### TASK PROMPT:
Report the number of lines in the data below that hold "ignore", without any other words.

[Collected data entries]
--------------------------------------------------

PR #25, opened 2019-02-25
Bundle route support merge

blinkdog:
From the [REST API spec](https://docs.google.com/document/d/1KBAvnAQ53rhtts1nSC224_uOyKsC-RqgKWuCTLhq4vo/edit):

GET        /Bundles?query            Get list of Bundles
POST        /Bundles                Create a Bundle

POST        /Bundles/actions/bulk_create        Add bundles to the master transfer list
POST        /Bundles/actions/bulk_delete        Remove bundle from master transfer list
POST        /Bundles/actions/bulk_update        Update bundle in the master transfer list
POST        /Bundles/actions/pop?query        Consume bundle for transfer

DELETE    /Bundles/{uuid}            Delete a Bundle
GET        /Bundles/{uuid}            Get Bundle data
PATCH    /Bundles/{uuid}            Update the state of a Bundle

Implements these routes, but no unit tests yet. I'm headed to the Rucio conference this week, so better to get my code in before the plane crashes. :-)


blinkdog:
Also fixes a small bug in TransferRequests pop; before it could not reclaim old/expired claims.
I adjusted the query to allow this reclaiming.
Sorry, no unit test for that one either.

dsschult:
Can you clarify what the manifest record is?  I want to make sure I understand what that field does.

blinkdog:
Added str2bool package dependency
bulk_create now sets claimed = False by default for bundles
GET /Bundles translates verified into proper boolean values for query
POST /Bundles/actions/pop now considers status when popping
POST /Bundles/actions/pop prefers to pop the oldest bundle first
Updated to latest versions of packages: attrs, numpy, pyflakes, tornado
Added a bunch of tests for /Bundles routes

lta/rest_server.py
```diff
@@ -17,7 +17,8 @@
 from pymongo import MongoClient
 from rest_tools.client import json_decode  # type: ignore
 from rest_tools.server import authenticated, catch_error, RestHandler, RestHandlerSetup, RestServer  # type: ignore
-import tornado.web  # type: ignore
+from str2bool import str2bool  # type: ignore
```
dsschult: I object to a dependency this simple, just on principle.

lta/rest_server.py
```diff
@@ -286,15 +288,18 @@ class BundlesActionsPopHandler(BaseLTAHandler):
...
                     {"claim_time": {"$lt": f"{old_age}"}}
                 ]}
             ]
         }
+        sort = [('create_timestamp', ASCENDING)]
         ret = []
         async for row in sdb.find(filter=query,
-                                  projection=REMOVE_ID):
+                                  projection=REMOVE_ID,
+                                  sort=sort):
```
dsschult: Since I just went through this for IceProd, make sure there's an index for that sort.

tests/test_rest_server.py
```diff
@@ -654,3 +654,431 @@ def client(role='admin', timeout=0.1):
     for res_file in results:
         total_size += res_file["catalog"]["file_size"]
     assert total_size < 1000000000
+
+@pytest.mark.asyncio
+async def test_bundles_bulk_crud(mongo, rest):
+    """Check CRUD semantics for bundles."""
+    mongo.Bundles.delete_many(ALL_DOCUMENTS)
```
dsschult: is there a better way to make this automated?  maybe put this in the fixture, so it's not in every test?

blinkdog:
>Can you clarify what the manifest record is? I want to make sure I understand what that field does.

And just to document what I said in the Dev Sprint meeting this week:
- JADE LTA bundles include a `{UUID}.metadata.json` in the bundle.
- `{UUID}.metadata.json` has the following schema:

```JSON
{
    "component": "bundler",
    "version": 1,
    "referenceUuid": "81e832d8-0a99-4d86-972c-e27ea8608906",
    "dateCreated": "2019-03-05T13:43:21Z",
    "destDir": "/data/exp/IceCube/blah/blah",
    "files": [
        {
            "fileName": "blah_blah.txt",
            "fileSize": 123456,
            "srcDir": "/data/exp/IceCube/blah/blah",
            "uuid": "997bf092-cfe7-4afb-ab9d-ef6f1f06fa5b",
            "checksum": "b3dc6ac98bcac8ce320a7fb836531b683829efcb1b491b8ad9ecb712ee2f6b121b5d42da217f6d95256764e7eb4ebf2662131a373b14c64e81cddb73f2d94072",
            "checksumType": "sha512",
            "DIF_Plus": {
                // JSON representation of the XML from .meta.xml
            }
        }
    ]
}
```

We don't have to use this exact format, but I think something similar should be created and stored with the bundle record in Mongo. The only part that might be **really** annoying is the `DIF_Plus` field. In Java, I wrote some type converter plugins for Google's GSON library:

https://github.com/WIPACrepo/kanoite/tree/master/src/main/java/edu/wisc/icecube/jade/gson

My guess is Python has gotta have an XML -> JSON conversion package somewhere in PyPI. If it'll handle our schema nicely or not is an open question.

I'd actually consider making a tiny Java microservice with a single `POST /convert` route taking an XML body and returning JSON.
Cons: It's an external dependency for LTA
Pros: It'd take 2-4 hours to create and a stateless microservice usually doesn't require much care and feeding once it's wrapped up in a container.

Anyway, this manifest schema question will need to be answered in this work:
https://wipacit.atlassian.net/browse/DEV-283

dsschult:
@blinkdog you mean this package? https://pypi.org/project/xmljson/

blinkdog:
Ahhh yes, `xmljson` looks like what we need.
The real question is how well it will handle our ugly schema:
https://github.com/WIPACrepo/kanoite/blob/master/src/main/xsd/IceCubeDIFPlus.xsd

lta/rest_server.py
blinkdog: Added for both Files and Bundles:
https://github.com/WIPACrepo/lta/pull/25/commits/fa01a201a67d3eb14cfd1043c8f54409b58007e2

lta/rest_server.py
blinkdog: But have we truly lived until we experience LTA stop working when a developer unpublishes the left_pad package? :-)

tests/test_rest_server.py
blinkdog: I'm unclear as to what we want to refactor here?
The data sets used by testing functions?
Or make some omni-CRUD routine where we provide the type?

dsschult: the line `mongo.Bundles.delete_many(ALL_DOCUMENTS)`, which gets repeated at the start of every test.

dsschult: would be nice to assume that the DB is empty at the start of a test (and for the mongo fixture to "make it so")

blinkdog: Ahhh, OK. That should be easy enough.

blinkdog: Done: https://github.com/WIPACrepo/lta/pull/25/commits/76fc3e039b8ace59f905d1b1e328cd1cccc6129f

lta/rest_server.py
blinkdog: Done: https://github.com/WIPACrepo/lta/pull/25/commits/76fc3e039b8ace59f905d1b1e328cd1cccc6129f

--------------------------------------------------

### OUTPUT:
4